Tigrinya Morphological Segmentation with Bidirectional Long Short-Term Memory Neural Networks and its Effect on English-Tigrinya Machine Translation
September 2018 (applied and currently under review)
This thesis presents various fundamental natural language processing (NLP) research for morphologically rich and low-resource Tigrinya language. We compiled new Tigrinya language resources including a medium-sized news text corpus, the first morphologically segmented corpus and an English-Tigrinya parallel corpus which were employed in the following research.
First, we utilized the unique morphological patterns of Tigrinya to boost performance of a part-of-speech (POS) tagger, particularly of unknown words, with support vector machines (SVM) and conditional random fields (CRF). Furthermore, we obtained 91.6% accuracy (state-of-the-art) approaching POS tagging as a sequence-to-sequence labeling using bidirectional long short-term memory (BiLSTM) networks with word embeddings forgoing feature engineering.
Second, we presented the first research of morphological segmentation for Tigrinya. We explored language-independent character and substring features based on CRF. In addition, we obtained state-of-the-art F1 score of 95.07% with BiLSTM networks using concatenated character and word embeddings. This approach does not require feature engineering to extract linguistic information, which is useful for languages lacking sufficient resources.
Finally, we explored machine translation from English to a morphologically rich language Tigrinya which is challenged by several factors including out-of-vocabulary problem, language model perplexity, and poor word alignment. We introduced shallow and fine-grained morphological segmentation to mitigate these problems. Generally, the results show that translation using the morphologically segmented models can improve translation quality.
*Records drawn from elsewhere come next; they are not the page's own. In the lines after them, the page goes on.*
PR #93, opened 2019-05-17
Use pointers for optional fields

kragniz:
A series of patches to move optional API fields to use pointers.

Part of #33.

### DIFF
--- a/cassandra-operator/pkg/apis/cassandra/v1alpha1/types.go
+++ b/cassandra-operator/pkg/apis/cassandra/v1alpha1/types.go
@@ -36,8 +36,8 @@ type CassandraSpec struct {
 	Datacenter *string `json:"datacenter,omitempty"`
 	Racks      []Rack  `json:"racks"`
 	// +optional
-	UseEmptyDir bool `json:"useEmptyDir"`
-	Pod         Pod  `json:"pod"`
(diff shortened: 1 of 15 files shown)


cassandra-operator/pkg/apis/cassandra/v1alpha1/types.go
```diff
@@ -57,9 +64,9 @@ type Probe struct {
 
 type Pod struct {
 	// +optional
-	BootstrapperImage string `json:"bootstrapperImage"`
+	BootstrapperImage *string `json:"bootstrapperImage,omitempty"`
 	// +optional
-	Image       string            `json:"image"`
+	Image       *string           `json:"image"`
```
sebbonnet: shouldn't this use `omitempty` too?

cassandra-operator/pkg/cluster/cluster_test.go
```diff
@@ -839,7 +842,8 @@ var _ = Describe("creation of snapshot job", func() {
 	})
 
 	It("should create a cronjob which pod is using the specified snapshot image", func() {
-		clusterDef.Spec.Snapshot.Image = "somerepo/snapshot:v1"
+		img := "somerepo/snapshot:v1"
+		clusterDef.Spec.Snapshot.Image = &img
```
sebbonnet: could have used ptr.String, but that's picky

Publication (Journal, all peer-reviewed)
- Yemane Tedla and Kazuhide Yamamoto, “Morphological Segmentation with LSTM Neural Networks for Tigrinya”, International Journal on Natural Language Computing (IJNLC) Vol. 7, No. 2, pp 29-44, 2018.
- Yemane Tedla and Kazuhide Yamamoto, “Morphological Segmentation for English-to-Tigrinya Statistical Machine Translation”, International Journal of Asian Language Processing, vol. 27 no. 2: pp. 95-110, 2017.
- Yemane Tedla, Kazuhide Yamamoto and Ashuboda Marasinghe, “Tigrinya Part-of-Speech Tagging with Morphological Patterns and the New Nagaoka Tigrinya Corpus”, International Journal of Computer Applications, Vol. 146, No. 14, pp. 33-41, 2016.
Publication (International conference, all peer-reviewed)
- Yemane Tedla and Kazuhide Yamamoto, “Analyzing word embeddings and improving POS tagger of Tigrinya”, in Proceedings of the International Conference on Asian Language Processing (IALP), IEEE, pp. 115-118, Singapore, 2017.
- Yemane Tedla and Kazuhide Yamamoto, “The Effect of Shallow Segmentation on English-Tigrinya Statistical Machine Translation”, in Proceedings of the International Conference on Asian Language Processing (IALP), IEEE, pp. 79-82, Taiwan, 2016.
Publication (Domestic confenrence, not peer-reviewed)
- Yemane Tedla, Kazuhide Yamamoto and Ashuboda Marasinghe, “Nagaoka Tigrinya Corpus: Design and Development of Part-of-speech Tagged Corpus”, In Language Processing Society 22nd Annual Meeting Papers Collection, The Association for Natural Language Processing, pp. 413-416, Japan, 2016.